Start of Information
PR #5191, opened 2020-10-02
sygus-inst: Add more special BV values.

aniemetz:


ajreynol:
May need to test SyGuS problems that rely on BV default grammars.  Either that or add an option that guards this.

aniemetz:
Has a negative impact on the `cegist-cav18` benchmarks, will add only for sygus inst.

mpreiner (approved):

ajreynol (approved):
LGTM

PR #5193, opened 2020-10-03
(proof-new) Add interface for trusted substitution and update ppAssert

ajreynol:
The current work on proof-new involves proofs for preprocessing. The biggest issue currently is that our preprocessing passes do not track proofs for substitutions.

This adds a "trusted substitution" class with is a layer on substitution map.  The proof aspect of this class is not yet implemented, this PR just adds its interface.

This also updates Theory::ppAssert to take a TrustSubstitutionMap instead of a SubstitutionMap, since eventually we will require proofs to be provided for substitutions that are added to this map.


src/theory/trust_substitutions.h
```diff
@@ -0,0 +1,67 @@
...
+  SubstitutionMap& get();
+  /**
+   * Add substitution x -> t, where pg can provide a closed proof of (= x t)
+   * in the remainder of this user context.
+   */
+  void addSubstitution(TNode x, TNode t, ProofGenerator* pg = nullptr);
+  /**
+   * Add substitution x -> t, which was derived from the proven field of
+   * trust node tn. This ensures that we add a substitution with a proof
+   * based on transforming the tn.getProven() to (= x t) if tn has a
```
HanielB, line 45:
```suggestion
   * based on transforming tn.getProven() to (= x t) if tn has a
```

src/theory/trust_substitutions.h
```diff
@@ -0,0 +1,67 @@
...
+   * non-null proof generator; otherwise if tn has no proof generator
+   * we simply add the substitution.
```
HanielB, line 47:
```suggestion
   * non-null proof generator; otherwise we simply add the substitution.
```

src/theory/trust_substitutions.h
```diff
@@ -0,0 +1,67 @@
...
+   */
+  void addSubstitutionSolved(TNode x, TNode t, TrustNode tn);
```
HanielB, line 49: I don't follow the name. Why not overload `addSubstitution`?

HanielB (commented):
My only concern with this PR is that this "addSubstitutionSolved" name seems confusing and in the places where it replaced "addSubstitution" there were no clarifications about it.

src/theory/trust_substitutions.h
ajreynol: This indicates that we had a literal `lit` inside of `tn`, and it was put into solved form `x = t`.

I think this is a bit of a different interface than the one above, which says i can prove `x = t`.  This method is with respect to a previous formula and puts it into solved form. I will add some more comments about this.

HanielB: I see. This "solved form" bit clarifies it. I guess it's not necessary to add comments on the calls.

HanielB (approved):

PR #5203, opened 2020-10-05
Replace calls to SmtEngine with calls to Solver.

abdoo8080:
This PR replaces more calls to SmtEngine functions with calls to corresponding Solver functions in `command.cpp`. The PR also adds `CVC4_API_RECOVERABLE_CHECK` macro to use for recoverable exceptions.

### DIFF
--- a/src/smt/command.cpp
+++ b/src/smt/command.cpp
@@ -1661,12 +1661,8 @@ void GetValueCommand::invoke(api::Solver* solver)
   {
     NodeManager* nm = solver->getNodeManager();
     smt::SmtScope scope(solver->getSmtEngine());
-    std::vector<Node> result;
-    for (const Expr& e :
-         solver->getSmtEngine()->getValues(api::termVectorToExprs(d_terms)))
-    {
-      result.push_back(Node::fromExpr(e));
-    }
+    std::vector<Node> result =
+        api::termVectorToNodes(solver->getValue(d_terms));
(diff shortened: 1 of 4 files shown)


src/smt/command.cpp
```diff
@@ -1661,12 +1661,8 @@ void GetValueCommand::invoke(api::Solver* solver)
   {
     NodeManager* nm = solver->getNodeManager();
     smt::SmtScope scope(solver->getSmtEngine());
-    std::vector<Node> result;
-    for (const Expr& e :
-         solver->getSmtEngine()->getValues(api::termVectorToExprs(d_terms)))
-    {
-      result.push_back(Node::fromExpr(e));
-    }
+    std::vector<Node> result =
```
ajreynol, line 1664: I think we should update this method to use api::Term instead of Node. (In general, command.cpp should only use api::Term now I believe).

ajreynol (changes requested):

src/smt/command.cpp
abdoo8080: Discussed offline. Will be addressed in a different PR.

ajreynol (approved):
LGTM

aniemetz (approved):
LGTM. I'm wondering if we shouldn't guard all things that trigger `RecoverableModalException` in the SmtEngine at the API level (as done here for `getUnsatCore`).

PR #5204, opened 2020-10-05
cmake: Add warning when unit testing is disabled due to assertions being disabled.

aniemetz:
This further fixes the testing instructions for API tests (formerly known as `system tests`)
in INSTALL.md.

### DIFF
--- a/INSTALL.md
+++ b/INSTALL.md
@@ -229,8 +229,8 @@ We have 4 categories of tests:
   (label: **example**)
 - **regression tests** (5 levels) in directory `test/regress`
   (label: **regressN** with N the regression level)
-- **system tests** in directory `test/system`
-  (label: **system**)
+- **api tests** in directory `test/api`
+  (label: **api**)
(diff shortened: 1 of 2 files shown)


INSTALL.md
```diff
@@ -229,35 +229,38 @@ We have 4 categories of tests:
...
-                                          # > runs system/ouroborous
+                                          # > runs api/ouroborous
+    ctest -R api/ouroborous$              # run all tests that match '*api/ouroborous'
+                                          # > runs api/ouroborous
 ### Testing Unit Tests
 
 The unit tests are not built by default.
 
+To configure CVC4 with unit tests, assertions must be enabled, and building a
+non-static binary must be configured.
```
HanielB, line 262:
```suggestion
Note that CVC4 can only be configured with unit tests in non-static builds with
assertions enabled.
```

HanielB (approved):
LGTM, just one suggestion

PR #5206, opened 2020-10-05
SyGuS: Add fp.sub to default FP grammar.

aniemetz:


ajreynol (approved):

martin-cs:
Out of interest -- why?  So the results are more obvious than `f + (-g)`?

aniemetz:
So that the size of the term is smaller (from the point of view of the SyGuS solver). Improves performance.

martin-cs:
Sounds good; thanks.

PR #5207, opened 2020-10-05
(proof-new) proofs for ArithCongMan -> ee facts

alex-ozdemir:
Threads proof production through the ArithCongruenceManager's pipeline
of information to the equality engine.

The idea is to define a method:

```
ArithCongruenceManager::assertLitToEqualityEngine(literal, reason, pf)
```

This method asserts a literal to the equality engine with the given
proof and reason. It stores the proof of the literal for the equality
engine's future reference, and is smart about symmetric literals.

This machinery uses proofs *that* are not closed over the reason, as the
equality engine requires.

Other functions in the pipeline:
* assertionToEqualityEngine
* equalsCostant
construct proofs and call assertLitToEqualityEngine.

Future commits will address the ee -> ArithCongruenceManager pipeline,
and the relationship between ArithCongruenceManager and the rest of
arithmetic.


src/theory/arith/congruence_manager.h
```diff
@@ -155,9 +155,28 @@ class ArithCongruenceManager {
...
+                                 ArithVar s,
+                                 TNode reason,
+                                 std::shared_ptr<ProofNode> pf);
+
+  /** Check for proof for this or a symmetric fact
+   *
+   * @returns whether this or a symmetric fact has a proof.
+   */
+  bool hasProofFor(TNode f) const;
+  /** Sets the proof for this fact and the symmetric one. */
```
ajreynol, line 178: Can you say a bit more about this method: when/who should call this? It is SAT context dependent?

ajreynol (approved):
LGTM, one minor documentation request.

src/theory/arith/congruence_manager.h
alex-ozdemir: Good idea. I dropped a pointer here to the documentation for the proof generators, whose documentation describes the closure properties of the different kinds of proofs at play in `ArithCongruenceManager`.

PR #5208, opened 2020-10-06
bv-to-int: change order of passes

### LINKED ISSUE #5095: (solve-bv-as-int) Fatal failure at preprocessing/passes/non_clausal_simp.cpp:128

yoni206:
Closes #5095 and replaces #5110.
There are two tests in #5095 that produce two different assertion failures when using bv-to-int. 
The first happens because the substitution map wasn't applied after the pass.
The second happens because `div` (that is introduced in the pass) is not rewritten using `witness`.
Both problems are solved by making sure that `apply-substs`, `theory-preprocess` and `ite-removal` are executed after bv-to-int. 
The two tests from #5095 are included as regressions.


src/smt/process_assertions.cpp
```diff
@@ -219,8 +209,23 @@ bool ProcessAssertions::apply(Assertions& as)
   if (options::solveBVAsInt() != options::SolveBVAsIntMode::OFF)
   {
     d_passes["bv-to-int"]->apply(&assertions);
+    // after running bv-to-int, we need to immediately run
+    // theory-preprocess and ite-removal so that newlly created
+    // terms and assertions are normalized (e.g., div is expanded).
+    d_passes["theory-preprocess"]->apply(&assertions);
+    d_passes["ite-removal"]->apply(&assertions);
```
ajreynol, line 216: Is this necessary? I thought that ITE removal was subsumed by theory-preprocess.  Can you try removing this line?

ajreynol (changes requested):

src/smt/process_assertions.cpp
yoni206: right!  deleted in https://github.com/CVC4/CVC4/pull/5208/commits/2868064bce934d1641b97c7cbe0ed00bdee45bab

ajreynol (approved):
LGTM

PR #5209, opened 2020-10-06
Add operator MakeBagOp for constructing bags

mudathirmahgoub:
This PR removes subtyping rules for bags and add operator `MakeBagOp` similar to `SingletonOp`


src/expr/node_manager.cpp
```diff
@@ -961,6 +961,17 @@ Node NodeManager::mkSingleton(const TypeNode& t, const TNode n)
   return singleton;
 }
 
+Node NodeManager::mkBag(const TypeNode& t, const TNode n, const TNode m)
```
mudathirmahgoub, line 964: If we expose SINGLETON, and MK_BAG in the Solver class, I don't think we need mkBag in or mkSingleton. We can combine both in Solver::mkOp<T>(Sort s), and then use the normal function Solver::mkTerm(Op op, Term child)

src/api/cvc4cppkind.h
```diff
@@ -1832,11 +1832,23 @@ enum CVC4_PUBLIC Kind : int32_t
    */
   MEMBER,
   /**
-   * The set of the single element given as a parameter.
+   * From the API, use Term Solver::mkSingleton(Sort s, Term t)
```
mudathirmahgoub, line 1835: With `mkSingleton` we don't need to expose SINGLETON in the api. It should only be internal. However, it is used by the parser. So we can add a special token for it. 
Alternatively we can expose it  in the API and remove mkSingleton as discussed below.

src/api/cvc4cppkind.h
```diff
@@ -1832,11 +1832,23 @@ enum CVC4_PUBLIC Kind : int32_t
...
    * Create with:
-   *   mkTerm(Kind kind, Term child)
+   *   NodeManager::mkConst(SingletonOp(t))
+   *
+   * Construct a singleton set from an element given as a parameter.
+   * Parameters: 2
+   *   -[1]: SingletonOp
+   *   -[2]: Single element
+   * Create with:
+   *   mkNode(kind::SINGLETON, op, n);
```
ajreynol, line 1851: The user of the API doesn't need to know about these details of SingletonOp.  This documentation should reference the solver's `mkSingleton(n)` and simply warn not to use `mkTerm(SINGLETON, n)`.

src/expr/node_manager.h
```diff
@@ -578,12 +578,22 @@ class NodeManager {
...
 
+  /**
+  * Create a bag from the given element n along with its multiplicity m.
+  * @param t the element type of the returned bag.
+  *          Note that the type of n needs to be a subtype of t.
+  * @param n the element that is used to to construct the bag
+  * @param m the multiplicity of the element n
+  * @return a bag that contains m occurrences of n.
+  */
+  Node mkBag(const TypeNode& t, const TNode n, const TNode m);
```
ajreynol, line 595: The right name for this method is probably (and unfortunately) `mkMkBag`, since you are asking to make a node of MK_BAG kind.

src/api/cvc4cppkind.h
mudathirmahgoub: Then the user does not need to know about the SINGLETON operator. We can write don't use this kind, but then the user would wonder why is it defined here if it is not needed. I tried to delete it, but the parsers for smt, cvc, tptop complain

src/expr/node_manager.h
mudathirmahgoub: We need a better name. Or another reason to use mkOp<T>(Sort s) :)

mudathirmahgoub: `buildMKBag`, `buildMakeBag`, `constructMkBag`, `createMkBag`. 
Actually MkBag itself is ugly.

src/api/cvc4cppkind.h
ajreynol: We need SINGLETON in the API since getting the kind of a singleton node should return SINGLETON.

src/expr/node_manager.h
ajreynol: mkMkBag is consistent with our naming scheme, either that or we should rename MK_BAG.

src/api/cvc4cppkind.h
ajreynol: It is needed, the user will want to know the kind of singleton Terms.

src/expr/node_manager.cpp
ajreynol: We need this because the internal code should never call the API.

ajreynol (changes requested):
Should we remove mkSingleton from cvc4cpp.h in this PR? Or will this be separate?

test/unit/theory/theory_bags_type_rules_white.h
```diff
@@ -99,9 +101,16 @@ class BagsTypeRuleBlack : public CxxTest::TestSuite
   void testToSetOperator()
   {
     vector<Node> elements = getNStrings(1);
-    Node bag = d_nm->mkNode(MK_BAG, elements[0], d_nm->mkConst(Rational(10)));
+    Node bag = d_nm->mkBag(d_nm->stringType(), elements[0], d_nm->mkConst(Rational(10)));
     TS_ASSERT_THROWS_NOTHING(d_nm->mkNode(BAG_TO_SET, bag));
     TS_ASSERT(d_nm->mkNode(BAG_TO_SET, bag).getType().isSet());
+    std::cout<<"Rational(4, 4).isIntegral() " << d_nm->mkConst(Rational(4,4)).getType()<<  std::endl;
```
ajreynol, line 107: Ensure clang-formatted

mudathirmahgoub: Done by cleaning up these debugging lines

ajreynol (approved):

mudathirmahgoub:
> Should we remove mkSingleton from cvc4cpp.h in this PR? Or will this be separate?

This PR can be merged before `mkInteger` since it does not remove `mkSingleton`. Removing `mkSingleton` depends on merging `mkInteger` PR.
End of Information
> Problem description
Only lines holding the word "problems" are wanted, so copy each of them from the records above.

> Output
May need to test SyGuS problems that rely on BV default grammars.  Either that or add an option that guards this.
Both problems are solved by making sure that `apply-substs`, `theory-preprocess` and `ite-removal` are executed after bv-to-int. 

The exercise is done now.